Only the lines of the data holding the string "with" need to be returned.

§ §

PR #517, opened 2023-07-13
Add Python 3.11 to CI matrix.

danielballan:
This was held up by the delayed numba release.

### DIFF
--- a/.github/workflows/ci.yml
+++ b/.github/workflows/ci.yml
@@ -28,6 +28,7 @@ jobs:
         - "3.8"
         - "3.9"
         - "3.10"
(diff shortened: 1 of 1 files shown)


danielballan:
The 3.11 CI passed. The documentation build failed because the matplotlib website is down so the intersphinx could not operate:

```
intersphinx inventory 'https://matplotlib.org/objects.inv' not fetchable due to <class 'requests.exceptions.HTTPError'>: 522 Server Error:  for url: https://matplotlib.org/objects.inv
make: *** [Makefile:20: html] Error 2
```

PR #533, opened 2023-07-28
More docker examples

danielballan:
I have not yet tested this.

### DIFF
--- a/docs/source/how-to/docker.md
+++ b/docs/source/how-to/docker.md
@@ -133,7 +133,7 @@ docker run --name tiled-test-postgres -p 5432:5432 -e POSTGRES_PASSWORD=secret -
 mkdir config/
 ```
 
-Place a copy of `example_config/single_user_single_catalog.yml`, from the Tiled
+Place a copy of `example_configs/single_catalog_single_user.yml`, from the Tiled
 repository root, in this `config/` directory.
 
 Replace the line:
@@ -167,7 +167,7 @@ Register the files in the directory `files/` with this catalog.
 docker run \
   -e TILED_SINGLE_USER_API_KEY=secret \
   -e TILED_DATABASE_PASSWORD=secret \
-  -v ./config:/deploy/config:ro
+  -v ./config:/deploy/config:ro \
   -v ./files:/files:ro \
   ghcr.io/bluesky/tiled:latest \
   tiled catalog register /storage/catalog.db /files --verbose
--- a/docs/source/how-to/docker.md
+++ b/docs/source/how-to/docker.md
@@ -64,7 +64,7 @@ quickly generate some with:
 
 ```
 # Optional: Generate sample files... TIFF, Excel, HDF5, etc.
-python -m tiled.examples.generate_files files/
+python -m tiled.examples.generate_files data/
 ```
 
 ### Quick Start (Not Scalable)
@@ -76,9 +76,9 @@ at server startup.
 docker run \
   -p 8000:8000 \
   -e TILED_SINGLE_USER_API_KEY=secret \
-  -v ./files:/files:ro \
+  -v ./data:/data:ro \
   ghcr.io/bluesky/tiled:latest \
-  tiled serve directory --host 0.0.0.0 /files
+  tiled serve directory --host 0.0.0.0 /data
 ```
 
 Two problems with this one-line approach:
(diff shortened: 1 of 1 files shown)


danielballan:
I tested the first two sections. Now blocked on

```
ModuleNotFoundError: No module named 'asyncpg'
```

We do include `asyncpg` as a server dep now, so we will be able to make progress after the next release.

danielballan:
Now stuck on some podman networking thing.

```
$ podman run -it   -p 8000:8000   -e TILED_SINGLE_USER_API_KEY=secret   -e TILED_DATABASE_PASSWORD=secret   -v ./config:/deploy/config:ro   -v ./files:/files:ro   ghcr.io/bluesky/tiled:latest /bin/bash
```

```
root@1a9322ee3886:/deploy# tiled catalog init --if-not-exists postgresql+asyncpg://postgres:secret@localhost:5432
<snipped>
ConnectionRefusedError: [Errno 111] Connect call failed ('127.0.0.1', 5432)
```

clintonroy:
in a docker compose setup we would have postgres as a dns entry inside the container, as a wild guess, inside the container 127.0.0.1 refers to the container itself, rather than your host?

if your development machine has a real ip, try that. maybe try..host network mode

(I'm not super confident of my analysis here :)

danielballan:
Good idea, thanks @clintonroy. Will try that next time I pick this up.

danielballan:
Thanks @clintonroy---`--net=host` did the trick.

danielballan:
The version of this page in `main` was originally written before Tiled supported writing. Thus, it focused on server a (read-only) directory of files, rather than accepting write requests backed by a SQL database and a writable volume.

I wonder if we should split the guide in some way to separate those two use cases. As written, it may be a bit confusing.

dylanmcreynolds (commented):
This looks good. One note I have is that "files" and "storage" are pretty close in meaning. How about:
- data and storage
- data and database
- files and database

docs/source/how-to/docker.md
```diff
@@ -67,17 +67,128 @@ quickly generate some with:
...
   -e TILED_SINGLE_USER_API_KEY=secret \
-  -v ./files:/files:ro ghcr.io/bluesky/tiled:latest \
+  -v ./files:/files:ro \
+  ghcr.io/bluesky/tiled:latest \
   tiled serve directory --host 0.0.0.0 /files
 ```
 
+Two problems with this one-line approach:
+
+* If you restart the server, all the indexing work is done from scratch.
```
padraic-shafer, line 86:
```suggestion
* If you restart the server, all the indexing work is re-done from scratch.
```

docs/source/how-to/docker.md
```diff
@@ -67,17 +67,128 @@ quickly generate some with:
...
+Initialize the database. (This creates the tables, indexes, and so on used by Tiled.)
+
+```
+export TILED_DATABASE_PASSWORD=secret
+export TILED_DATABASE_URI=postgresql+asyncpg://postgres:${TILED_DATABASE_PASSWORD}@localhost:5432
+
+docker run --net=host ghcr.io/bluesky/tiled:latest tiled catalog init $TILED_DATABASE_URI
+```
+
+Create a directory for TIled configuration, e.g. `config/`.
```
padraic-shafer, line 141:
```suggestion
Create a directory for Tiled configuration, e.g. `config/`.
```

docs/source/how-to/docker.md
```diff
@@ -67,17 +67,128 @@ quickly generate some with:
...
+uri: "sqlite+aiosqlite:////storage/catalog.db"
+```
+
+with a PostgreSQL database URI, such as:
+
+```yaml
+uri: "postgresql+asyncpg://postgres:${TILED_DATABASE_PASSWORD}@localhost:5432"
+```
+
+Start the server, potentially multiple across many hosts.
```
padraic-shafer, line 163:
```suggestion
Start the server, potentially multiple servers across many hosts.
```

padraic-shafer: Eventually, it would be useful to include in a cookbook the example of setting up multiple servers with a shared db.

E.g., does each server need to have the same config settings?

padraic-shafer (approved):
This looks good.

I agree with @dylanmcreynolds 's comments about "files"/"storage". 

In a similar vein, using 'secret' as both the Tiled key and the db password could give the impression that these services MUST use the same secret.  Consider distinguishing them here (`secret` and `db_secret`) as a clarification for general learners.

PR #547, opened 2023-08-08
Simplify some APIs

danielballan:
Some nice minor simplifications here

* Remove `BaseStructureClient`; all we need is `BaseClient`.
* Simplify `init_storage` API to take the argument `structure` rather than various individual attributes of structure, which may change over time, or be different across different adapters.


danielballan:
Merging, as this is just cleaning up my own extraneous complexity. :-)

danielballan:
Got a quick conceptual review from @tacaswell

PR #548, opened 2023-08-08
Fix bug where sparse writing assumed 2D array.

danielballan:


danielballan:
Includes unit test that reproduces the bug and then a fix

§ §

Problem solution =
@@ -167,7 +167,7 @@ Register the files in the directory `files/` with this catalog.
@@ -64,7 +64,7 @@ quickly generate some with:
 Two problems with this one-line approach:
@@ -67,17 +67,128 @@ quickly generate some with:
+Two problems with this one-line approach:
@@ -67,17 +67,128 @@ quickly generate some with:
@@ -67,17 +67,128 @@ quickly generate some with:
+with a PostgreSQL database URI, such as:
padraic-shafer: Eventually, it would be useful to include in a cookbook the example of setting up multiple servers with a shared db.
I agree with @dylanmcreynolds 's comments about "files"/"storage". 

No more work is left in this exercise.